WORK ORDER
Reproduce exactly the lines below from the one containing "### Check for existing issues" through the one containing "- Max enrollments", including both, and nothing else.
====
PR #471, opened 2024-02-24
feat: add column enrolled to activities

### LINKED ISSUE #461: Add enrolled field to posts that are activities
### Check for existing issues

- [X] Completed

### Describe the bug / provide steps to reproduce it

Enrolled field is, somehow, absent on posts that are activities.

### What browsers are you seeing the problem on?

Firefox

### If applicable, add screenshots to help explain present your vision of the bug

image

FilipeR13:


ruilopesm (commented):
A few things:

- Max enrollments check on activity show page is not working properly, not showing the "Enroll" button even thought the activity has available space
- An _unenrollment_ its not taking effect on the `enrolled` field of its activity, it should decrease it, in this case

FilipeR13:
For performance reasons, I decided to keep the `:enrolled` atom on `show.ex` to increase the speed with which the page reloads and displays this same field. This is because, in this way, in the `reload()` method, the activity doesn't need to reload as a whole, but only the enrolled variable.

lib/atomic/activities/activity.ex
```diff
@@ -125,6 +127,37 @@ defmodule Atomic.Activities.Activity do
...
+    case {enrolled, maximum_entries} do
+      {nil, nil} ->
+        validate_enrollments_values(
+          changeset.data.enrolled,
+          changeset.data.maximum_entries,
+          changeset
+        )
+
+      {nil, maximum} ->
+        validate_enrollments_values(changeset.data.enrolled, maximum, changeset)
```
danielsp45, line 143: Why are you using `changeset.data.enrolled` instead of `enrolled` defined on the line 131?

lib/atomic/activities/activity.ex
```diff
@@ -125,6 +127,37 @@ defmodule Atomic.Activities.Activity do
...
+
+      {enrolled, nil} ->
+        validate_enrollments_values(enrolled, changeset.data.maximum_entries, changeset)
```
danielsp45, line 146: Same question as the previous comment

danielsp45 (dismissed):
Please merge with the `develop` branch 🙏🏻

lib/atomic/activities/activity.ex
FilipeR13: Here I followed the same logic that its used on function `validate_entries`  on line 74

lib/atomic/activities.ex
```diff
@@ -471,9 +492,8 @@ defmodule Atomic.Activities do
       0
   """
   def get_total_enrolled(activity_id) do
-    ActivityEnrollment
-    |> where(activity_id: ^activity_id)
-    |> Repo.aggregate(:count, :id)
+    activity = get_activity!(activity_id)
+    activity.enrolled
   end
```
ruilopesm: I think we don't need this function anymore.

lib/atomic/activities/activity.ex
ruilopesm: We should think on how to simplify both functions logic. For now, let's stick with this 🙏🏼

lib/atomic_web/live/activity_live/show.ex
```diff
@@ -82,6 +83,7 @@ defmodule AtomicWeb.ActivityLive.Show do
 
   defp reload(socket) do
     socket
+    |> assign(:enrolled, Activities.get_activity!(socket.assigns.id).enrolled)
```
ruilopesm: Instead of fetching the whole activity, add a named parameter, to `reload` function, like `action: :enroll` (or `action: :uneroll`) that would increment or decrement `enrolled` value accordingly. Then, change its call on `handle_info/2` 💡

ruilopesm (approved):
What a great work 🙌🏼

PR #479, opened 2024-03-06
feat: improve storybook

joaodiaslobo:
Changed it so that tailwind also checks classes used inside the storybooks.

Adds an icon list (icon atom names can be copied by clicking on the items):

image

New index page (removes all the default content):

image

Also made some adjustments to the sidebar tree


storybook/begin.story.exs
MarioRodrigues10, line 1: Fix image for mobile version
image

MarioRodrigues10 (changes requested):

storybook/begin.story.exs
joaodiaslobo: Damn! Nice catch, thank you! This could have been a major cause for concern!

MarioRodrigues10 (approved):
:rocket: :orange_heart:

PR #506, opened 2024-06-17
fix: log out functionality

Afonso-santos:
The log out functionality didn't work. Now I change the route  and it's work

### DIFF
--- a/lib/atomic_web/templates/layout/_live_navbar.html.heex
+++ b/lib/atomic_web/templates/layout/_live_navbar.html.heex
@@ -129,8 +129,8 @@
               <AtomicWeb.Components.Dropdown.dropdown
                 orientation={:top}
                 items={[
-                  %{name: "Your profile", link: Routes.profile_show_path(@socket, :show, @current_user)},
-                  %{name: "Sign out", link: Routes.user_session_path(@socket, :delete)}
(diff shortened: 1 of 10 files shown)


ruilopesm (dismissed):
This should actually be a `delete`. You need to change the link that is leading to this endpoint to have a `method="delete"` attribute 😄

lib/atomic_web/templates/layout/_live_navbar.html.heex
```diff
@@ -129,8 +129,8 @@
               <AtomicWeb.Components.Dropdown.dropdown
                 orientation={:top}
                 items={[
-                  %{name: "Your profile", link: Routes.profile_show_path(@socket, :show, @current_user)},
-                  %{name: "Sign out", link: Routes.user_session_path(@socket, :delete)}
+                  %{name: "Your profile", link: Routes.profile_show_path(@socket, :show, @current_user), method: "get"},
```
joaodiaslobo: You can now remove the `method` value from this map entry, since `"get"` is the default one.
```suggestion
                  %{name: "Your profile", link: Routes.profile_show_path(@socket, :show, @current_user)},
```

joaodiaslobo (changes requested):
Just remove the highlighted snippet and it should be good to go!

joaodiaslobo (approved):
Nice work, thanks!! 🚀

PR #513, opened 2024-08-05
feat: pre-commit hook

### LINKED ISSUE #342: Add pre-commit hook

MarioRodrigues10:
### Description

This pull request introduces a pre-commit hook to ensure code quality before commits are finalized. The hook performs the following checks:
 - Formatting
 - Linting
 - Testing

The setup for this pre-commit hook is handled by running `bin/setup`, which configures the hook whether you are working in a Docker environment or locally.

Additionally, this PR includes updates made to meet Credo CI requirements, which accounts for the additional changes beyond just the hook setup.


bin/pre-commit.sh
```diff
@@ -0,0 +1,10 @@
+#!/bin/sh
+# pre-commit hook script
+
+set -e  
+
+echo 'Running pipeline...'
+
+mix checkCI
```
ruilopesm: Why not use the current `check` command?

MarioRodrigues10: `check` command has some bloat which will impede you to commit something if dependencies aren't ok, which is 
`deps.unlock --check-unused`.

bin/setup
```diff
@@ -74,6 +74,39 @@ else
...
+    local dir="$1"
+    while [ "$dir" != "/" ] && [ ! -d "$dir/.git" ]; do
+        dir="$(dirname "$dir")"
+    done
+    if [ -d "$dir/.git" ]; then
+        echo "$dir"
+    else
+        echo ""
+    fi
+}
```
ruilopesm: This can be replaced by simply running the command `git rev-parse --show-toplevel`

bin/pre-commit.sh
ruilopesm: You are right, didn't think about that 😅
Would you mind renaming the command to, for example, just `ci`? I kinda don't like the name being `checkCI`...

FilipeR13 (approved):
====
EXPECTED ANSWER
### Check for existing issues

- [X] Completed

### Describe the bug / provide steps to reproduce it

Enrolled field is, somehow, absent on posts that are activities.

### What browsers are you seeing the problem on?

Firefox

### If applicable, add screenshots to help explain present your vision of the bug

image

FilipeR13:


ruilopesm (commented):
A few things:

- Max enrollments check on activity show page is not working properly, not showing the "Enroll" button even thought the activity has available space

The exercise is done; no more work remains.